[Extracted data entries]
*** Block opens ***

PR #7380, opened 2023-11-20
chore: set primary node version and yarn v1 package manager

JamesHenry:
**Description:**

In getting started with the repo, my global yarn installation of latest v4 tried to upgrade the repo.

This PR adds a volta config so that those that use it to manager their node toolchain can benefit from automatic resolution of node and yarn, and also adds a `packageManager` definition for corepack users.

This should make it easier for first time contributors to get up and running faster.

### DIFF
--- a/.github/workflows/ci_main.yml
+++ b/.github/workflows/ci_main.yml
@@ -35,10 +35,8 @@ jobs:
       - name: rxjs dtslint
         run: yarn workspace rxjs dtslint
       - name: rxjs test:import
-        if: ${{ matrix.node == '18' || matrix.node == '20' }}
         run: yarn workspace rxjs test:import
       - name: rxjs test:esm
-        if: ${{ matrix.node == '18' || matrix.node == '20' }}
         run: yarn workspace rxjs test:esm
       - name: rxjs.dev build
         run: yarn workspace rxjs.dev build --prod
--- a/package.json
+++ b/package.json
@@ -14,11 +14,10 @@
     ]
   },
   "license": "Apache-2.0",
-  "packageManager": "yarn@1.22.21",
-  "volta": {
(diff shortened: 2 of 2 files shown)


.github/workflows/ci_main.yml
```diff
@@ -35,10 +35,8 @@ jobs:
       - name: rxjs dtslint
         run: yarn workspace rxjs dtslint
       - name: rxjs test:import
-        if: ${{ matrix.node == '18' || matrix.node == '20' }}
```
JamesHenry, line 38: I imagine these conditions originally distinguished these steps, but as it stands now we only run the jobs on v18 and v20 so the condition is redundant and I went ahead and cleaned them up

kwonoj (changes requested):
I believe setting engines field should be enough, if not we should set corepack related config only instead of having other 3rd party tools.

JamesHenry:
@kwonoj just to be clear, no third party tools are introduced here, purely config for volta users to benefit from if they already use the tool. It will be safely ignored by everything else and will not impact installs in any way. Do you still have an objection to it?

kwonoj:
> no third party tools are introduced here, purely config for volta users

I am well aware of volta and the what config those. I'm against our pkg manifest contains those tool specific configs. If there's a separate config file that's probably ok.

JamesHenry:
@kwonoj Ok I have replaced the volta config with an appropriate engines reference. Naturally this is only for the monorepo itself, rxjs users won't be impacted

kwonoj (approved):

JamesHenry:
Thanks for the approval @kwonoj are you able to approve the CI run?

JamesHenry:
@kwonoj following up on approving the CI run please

*** Block closes ***

• Your goal: What is needed is an exact copy of every entry.

• Output of the exercise:
PR #7380, opened 2023-11-20
chore: set primary node version and yarn v1 package manager

JamesHenry:
**Description:**

In getting started with the repo, my global yarn installation of latest v4 tried to upgrade the repo.

This PR adds a volta config so that those that use it to manager their node toolchain can benefit from automatic resolution of node and yarn, and also adds a `packageManager` definition for corepack users.

This should make it easier for first time contributors to get up and running faster.

### DIFF
--- a/.github/workflows/ci_main.yml
+++ b/.github/workflows/ci_main.yml
@@ -35,10 +35,8 @@ jobs:
       - name: rxjs dtslint
         run: yarn workspace rxjs dtslint
       - name: rxjs test:import
-        if: ${{ matrix.node == '18' || matrix.node == '20' }}
         run: yarn workspace rxjs test:import
       - name: rxjs test:esm
-        if: ${{ matrix.node == '18' || matrix.node == '20' }}
         run: yarn workspace rxjs test:esm
       - name: rxjs.dev build
         run: yarn workspace rxjs.dev build --prod
--- a/package.json
+++ b/package.json
@@ -14,11 +14,10 @@
     ]
   },
   "license": "Apache-2.0",
-  "packageManager": "yarn@1.22.21",
-  "volta": {
(diff shortened: 2 of 2 files shown)


.github/workflows/ci_main.yml
```diff
@@ -35,10 +35,8 @@ jobs:
       - name: rxjs dtslint
         run: yarn workspace rxjs dtslint
       - name: rxjs test:import
-        if: ${{ matrix.node == '18' || matrix.node == '20' }}
```
JamesHenry, line 38: I imagine these conditions originally distinguished these steps, but as it stands now we only run the jobs on v18 and v20 so the condition is redundant and I went ahead and cleaned them up

kwonoj (changes requested):
I believe setting engines field should be enough, if not we should set corepack related config only instead of having other 3rd party tools.

JamesHenry:
@kwonoj just to be clear, no third party tools are introduced here, purely config for volta users to benefit from if they already use the tool. It will be safely ignored by everything else and will not impact installs in any way. Do you still have an objection to it?

kwonoj:
> no third party tools are introduced here, purely config for volta users

I am well aware of volta and the what config those. I'm against our pkg manifest contains those tool specific configs. If there's a separate config file that's probably ok.

JamesHenry:
@kwonoj Ok I have replaced the volta config with an appropriate engines reference. Naturally this is only for the monorepo itself, rxjs users won't be impacted

kwonoj (approved):

JamesHenry:
Thanks for the approval @kwonoj are you able to approve the CI run?

JamesHenry:
@kwonoj following up on approving the CI run please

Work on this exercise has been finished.